EXERCISE AIM | Work through the entries below and show every line in which "await" is found.

PROVIDED RECORDS |
PR #260, opened 2021-05-11
fix(rabbitmq): prevent unhandled promise rejection warning

### LINKED ISSUE #259: UnhandledPromiseRejectionWarning when sending message on closed connection
If you use the `amqpConnection.request` when there is no connection yet you get a UnhandledPromiseRejectionWarning.

To reproduce config the RabbitMQModule with a broken url and wait = false
```
            exchanges: [
                {
                    name: 'amq.topic',
                    type: 'topic',
                },
            ],
            uri: 'amqp://invalid:invalid@localhost:5672',
        }),
```

Then use the `amqpConnection.request` like this:
```
try {
            const response = await this.amqpConnection.request<string>({
                exchange: 'amq.topic',
                routingKey: 'some_topic',
                payload: 'example',
                timeout: 10000, 
            });
        } catch (e) {
            console.log("error", e);           
        }
```

Now you will first get an UnhandledPromiseRejectionWarning before the catch logs the  "Error: Failed to receive response within timeout of 10000ms"

As far as i can see this is because the connection.ts `request` method is not try..catching the `publish` function.
The `publish` function throws an error when there is no connection

arjenvdhave:
Catch and rethrow errors from the publish function to prevent UnhandledPromiseRejectionWarning

fix #259

### DIFF
--- a/packages/rabbitmq/src/amqp/connection.ts
+++ b/packages/rabbitmq/src/amqp/connection.ts
@@ -214,7 +214,7 @@ export class AmqpConnection {
     } catch (error) {
       //Catching errors from the publish function to prevent UnhandledPromiseRejectionWarning
       //Rethrow error so the caller of this function can catch the error.
-      throw e;
+      throw new Error(error.message);
     }
 
     const timeout$ = interval(timeout).pipe(
--- a/packages/rabbitmq/src/amqp/connection.ts
+++ b/packages/rabbitmq/src/amqp/connection.ts
@@ -22,7 +22,6 @@ import {
   MessageHandlerErrorBehavior,
 } from './errorBehaviors';
 import { Nack, RpcResponse, SubscribeResponse } from './handlerResponses';
-import e = require('express');
 
 const DIRECT_REPLY_QUEUE = 'amq.rabbitmq.reply-to';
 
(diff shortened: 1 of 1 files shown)


packages/rabbitmq/src/amqp/connection.ts
```diff
@@ -201,11 +202,21 @@ export class AmqpConnection {
...
+        payload,
+        {
+          replyTo: DIRECT_REPLY_QUEUE,
+          correlationId,
+        }
+      );
+    } catch (error) {
+      //Catching errors from the publish function to prevent UnhandledPromiseRejectionWarning
+      //Rethrow error so the caller of this function can catch the error.
+      throw e;
```
WonderPanda: @arjenvdhave This isn't the error, its an import for `express`.

WonderPanda (changes requested):

packages/rabbitmq/src/amqp/connection.ts
arjenvdhave: ah damn, sorry my vscode made this weird import

WonderPanda:
@arjenvdhave Looking at this some more, I don't think we actually need the try/catch here. All that is required for the error to bubble up properly is the `await` in front of `this.publish` so that the promise isn't treated in a fire and forget manner.

arjenvdhave:
Yes the try catch seems unnecessary indeed, will remove it

WonderPanda (approved):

TASK RESULT |
            const response = await this.amqpConnection.request<string>({
@arjenvdhave Looking at this some more, I don't think we actually need the try/catch here. All that is required for the error to bubble up properly is the `await` in front of `this.publish` so that the promise isn't treated in a fire and forget manner.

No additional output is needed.